▶ Input material:
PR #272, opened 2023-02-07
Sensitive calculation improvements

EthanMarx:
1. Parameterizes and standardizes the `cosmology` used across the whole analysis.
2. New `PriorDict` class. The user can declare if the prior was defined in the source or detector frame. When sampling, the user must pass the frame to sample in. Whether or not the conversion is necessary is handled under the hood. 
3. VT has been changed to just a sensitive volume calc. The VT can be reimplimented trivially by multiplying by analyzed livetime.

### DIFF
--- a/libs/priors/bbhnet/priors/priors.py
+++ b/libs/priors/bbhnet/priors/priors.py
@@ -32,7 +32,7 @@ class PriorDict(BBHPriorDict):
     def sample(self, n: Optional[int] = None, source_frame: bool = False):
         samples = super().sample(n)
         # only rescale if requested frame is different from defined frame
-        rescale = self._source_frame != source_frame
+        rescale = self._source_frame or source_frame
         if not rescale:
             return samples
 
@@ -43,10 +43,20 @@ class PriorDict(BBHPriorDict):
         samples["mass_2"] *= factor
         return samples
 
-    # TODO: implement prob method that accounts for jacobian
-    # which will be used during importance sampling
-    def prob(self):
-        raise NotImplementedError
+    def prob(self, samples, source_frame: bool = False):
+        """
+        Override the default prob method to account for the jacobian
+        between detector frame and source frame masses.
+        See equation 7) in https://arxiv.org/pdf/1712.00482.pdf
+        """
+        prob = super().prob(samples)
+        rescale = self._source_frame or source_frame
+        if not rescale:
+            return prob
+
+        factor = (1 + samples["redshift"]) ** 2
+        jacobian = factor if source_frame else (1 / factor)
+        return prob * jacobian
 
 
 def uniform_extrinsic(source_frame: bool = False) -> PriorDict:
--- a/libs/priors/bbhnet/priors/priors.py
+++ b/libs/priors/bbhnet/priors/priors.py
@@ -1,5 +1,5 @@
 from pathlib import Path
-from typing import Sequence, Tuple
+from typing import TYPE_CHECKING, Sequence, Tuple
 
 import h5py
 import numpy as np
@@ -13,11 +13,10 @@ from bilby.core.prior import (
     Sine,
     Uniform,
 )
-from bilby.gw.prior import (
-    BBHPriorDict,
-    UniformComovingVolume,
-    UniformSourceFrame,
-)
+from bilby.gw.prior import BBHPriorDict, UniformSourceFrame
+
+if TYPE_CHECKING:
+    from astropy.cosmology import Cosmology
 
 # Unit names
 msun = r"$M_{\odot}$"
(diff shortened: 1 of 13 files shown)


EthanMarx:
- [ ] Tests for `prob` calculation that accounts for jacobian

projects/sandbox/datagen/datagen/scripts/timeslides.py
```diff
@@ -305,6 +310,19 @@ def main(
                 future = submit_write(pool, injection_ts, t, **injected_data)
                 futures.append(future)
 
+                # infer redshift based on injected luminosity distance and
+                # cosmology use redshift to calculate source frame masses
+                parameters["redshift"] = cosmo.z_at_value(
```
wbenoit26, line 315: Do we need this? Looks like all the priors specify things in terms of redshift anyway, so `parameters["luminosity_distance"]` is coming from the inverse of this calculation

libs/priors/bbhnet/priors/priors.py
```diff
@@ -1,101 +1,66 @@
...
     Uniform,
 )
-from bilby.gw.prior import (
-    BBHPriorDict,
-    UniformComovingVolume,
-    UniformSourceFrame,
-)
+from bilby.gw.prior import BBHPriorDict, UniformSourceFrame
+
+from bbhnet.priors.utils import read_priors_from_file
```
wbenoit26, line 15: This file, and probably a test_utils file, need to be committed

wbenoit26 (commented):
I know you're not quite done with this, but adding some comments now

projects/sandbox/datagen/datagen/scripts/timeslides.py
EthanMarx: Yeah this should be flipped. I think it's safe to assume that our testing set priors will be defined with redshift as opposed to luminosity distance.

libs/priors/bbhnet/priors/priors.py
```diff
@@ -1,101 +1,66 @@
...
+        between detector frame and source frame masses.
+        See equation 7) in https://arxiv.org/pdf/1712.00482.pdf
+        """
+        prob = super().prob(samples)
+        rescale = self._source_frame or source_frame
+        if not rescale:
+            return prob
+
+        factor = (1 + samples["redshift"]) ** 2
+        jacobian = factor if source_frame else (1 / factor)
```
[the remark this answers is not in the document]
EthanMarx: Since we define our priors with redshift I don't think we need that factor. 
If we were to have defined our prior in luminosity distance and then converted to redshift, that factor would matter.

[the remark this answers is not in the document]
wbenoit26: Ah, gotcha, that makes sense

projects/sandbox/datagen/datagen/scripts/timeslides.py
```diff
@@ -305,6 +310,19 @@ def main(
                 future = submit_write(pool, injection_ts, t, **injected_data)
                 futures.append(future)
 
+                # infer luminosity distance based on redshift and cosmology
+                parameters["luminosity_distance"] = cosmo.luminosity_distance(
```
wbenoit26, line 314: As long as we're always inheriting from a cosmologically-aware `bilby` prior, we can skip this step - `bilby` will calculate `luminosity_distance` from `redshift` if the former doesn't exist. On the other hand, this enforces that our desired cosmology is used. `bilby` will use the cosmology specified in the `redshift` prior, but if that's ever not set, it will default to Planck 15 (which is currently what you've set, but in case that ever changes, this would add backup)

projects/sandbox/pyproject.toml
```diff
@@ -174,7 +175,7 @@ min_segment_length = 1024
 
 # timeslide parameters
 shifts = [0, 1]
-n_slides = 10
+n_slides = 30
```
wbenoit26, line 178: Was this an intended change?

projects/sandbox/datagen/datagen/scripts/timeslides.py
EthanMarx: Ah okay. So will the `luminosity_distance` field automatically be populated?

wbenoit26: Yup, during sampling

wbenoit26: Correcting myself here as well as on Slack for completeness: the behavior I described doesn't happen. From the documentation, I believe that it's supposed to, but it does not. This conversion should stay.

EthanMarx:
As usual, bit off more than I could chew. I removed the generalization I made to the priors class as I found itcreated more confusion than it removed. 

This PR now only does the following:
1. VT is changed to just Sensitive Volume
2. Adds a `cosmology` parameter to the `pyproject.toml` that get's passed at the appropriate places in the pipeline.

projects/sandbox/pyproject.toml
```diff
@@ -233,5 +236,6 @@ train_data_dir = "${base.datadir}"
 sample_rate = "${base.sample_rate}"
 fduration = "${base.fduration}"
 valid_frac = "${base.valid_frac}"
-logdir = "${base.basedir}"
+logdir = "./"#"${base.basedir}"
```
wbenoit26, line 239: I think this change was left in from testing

--

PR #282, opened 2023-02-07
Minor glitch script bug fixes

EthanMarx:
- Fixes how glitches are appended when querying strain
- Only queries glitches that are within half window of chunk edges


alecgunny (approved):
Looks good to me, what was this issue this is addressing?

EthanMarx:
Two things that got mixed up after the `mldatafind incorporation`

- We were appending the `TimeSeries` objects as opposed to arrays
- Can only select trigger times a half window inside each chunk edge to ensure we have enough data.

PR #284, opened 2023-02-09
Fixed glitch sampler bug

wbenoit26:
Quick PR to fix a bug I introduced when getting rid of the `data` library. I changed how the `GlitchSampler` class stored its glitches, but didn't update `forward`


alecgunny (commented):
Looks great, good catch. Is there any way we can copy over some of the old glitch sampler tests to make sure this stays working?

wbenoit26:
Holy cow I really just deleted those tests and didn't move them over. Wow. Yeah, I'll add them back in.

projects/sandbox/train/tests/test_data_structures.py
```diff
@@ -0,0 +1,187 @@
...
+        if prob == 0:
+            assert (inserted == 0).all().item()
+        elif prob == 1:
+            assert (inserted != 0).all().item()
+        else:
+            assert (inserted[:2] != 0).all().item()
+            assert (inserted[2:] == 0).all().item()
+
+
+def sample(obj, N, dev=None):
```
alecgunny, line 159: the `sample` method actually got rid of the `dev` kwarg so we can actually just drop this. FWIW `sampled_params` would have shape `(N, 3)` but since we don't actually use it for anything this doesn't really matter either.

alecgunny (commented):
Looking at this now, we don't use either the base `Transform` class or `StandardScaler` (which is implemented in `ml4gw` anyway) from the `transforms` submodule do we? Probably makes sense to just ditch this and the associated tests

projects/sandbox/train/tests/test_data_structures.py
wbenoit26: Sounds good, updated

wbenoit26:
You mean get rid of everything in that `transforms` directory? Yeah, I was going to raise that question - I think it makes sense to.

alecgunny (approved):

* * *

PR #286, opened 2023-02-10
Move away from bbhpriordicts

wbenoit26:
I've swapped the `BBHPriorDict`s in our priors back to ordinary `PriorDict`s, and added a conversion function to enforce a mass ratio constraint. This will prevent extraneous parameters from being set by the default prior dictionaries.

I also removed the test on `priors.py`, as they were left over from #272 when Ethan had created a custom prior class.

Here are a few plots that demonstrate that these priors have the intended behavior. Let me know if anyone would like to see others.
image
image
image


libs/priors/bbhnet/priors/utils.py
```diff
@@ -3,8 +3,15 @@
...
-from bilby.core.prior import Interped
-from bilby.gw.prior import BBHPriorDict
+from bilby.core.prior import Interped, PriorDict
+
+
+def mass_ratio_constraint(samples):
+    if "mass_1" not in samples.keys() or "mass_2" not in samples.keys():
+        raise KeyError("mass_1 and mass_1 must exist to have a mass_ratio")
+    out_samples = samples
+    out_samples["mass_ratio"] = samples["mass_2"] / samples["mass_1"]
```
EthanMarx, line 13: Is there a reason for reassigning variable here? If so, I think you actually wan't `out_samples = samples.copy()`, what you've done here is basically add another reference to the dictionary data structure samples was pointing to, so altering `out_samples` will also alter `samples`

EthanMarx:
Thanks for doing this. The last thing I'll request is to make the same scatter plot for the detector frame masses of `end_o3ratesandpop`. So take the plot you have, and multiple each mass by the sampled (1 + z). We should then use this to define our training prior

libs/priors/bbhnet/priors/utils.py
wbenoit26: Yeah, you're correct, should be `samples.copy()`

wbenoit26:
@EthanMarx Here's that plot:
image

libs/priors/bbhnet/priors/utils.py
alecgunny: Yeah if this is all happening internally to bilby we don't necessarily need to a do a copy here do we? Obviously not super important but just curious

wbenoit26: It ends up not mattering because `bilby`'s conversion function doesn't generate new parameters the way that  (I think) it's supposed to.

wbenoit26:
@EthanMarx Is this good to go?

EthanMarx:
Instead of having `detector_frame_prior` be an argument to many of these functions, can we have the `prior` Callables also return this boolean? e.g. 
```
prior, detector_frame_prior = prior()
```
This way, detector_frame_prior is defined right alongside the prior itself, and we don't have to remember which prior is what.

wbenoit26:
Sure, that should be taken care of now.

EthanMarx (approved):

▶ Task brief:
Please show the lines of the material that contain the string "like".

▶ Result of this task:
wbenoit26, line 315: Do we need this? Looks like all the priors specify things in terms of redshift anyway, so `parameters["luminosity_distance"]` is coming from the inverse of this calculation
Here are a few plots that demonstrate that these priors have the intended behavior. Let me know if anyone would like to see others.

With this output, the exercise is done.